# WHAT THE TASK REQUIRES
The answer must consist of each line of the records below that contains the string "shown".

===== PROVIDED RECORDS

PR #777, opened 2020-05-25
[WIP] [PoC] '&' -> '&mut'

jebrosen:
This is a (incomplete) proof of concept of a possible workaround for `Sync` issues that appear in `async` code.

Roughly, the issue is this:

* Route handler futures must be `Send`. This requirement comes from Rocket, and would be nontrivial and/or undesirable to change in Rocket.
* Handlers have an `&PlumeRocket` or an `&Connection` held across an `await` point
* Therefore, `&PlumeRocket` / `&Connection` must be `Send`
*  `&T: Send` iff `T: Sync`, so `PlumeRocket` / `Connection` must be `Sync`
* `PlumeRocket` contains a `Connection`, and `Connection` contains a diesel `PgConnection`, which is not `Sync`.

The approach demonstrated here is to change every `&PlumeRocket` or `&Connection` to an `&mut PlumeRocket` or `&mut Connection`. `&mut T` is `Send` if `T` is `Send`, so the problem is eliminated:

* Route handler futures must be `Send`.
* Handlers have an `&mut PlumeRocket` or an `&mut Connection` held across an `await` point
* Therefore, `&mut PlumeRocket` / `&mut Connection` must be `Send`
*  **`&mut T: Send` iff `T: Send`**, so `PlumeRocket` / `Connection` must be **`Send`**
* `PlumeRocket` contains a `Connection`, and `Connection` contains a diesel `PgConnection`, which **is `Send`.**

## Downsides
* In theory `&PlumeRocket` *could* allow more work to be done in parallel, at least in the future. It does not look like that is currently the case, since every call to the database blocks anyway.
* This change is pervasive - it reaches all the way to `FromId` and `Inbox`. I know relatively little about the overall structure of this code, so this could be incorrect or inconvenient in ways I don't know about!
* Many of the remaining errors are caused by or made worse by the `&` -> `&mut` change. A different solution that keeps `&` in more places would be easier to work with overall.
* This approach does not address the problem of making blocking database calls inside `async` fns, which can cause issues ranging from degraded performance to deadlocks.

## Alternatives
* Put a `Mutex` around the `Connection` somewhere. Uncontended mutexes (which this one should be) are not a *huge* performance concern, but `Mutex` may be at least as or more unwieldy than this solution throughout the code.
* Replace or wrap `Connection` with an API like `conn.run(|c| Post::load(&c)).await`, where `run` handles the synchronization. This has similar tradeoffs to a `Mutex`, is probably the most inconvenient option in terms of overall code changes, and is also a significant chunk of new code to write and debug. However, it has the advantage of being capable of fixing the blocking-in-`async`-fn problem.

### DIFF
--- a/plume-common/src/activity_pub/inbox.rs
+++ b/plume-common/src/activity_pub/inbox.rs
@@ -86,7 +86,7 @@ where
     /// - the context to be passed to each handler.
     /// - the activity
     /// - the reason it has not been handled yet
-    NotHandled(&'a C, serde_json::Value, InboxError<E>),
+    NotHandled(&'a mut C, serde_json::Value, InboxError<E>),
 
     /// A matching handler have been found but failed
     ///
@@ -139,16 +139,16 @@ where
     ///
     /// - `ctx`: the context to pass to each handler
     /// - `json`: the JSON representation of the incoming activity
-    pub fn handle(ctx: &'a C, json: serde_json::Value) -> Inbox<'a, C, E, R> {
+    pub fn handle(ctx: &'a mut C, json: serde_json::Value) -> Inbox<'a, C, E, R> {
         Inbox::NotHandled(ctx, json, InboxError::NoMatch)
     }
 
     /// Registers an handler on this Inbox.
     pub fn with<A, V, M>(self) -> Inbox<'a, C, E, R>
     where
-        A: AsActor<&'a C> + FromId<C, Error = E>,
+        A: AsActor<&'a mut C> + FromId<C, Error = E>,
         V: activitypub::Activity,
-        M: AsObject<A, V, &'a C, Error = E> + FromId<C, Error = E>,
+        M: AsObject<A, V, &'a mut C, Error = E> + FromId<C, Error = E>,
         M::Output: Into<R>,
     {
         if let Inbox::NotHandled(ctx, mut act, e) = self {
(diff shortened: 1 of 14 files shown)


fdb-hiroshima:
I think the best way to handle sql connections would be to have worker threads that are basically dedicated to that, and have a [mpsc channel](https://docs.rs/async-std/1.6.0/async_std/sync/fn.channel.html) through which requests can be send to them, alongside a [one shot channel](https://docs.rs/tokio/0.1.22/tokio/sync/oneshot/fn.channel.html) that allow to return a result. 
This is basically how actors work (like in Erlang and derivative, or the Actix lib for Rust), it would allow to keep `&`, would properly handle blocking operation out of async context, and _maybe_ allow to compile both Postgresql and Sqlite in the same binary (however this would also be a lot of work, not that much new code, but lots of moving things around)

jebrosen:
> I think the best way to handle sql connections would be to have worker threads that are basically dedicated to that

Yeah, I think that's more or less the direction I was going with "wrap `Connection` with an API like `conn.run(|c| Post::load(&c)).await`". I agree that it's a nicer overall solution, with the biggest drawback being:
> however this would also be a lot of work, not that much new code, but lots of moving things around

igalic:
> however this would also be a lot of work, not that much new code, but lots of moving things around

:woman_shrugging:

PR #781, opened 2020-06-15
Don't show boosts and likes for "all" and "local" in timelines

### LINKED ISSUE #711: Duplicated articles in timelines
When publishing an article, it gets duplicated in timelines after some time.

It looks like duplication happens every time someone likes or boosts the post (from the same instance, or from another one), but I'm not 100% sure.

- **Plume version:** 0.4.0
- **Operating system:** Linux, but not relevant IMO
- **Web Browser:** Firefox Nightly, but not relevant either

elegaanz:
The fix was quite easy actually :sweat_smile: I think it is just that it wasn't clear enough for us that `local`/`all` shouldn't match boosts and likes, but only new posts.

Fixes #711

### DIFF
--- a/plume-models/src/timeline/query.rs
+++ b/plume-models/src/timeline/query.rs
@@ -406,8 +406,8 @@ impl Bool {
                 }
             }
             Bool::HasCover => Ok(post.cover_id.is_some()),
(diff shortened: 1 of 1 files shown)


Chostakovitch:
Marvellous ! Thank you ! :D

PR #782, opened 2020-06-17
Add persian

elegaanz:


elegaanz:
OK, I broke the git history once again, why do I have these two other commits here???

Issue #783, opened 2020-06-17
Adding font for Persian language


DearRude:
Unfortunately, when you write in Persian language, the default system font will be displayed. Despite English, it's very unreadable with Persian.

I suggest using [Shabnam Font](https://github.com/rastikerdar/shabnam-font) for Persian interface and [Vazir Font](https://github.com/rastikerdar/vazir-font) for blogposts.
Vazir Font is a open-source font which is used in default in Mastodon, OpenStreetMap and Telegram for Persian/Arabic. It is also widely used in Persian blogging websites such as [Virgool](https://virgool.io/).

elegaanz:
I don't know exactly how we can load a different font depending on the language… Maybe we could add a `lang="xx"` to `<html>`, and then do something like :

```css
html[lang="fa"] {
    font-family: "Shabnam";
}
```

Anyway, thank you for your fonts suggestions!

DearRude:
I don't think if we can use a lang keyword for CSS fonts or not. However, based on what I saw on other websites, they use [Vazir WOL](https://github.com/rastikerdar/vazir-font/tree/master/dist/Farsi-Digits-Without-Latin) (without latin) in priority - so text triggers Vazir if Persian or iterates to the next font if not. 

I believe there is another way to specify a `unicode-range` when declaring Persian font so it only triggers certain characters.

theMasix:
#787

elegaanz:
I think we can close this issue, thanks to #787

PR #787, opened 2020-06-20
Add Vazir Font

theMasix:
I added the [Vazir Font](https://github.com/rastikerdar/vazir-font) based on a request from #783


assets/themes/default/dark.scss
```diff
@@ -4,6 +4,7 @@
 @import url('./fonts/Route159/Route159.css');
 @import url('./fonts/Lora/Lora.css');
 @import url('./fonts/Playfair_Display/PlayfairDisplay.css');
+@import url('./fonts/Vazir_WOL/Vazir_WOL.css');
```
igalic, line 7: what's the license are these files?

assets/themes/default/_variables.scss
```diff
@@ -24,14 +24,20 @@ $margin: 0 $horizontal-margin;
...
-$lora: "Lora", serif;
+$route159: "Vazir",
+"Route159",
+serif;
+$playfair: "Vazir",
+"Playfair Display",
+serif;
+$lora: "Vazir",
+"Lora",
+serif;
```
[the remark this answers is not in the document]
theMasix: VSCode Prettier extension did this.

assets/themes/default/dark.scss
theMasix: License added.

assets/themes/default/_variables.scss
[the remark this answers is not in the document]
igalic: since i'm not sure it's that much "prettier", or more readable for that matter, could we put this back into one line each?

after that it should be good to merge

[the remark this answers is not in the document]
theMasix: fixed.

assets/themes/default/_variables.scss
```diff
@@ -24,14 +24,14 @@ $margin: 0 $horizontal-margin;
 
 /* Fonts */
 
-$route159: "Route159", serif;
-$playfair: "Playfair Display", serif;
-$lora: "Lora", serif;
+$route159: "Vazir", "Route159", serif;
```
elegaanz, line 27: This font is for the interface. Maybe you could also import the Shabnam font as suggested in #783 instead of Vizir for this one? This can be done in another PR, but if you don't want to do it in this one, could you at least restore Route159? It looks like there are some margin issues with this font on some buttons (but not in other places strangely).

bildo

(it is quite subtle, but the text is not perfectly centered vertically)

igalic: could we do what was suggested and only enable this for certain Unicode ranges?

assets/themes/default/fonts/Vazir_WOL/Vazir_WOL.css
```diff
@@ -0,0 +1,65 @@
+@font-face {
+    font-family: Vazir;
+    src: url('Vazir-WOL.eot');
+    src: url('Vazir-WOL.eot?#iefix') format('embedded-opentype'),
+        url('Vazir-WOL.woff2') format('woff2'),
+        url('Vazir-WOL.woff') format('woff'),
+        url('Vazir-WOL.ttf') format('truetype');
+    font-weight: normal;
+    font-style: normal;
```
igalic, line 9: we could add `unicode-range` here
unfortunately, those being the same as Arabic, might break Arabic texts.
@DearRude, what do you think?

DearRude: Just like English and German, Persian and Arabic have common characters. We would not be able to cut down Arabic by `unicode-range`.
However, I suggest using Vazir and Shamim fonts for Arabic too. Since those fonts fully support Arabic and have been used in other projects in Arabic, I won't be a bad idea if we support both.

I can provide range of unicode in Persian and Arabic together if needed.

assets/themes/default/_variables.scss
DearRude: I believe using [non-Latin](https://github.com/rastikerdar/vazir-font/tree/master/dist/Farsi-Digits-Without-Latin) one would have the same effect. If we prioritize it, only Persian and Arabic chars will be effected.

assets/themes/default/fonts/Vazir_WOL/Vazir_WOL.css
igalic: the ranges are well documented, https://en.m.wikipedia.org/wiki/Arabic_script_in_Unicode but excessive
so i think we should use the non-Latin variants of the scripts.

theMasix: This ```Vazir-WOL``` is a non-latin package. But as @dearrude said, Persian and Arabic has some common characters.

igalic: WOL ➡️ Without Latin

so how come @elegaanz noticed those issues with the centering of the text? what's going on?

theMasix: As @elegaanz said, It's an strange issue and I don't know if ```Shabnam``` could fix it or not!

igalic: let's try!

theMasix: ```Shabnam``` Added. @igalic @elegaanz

==========

# ANSWER AREA
(diff shortened: 1 of 14 files shown)
(diff shortened: 1 of 1 files shown)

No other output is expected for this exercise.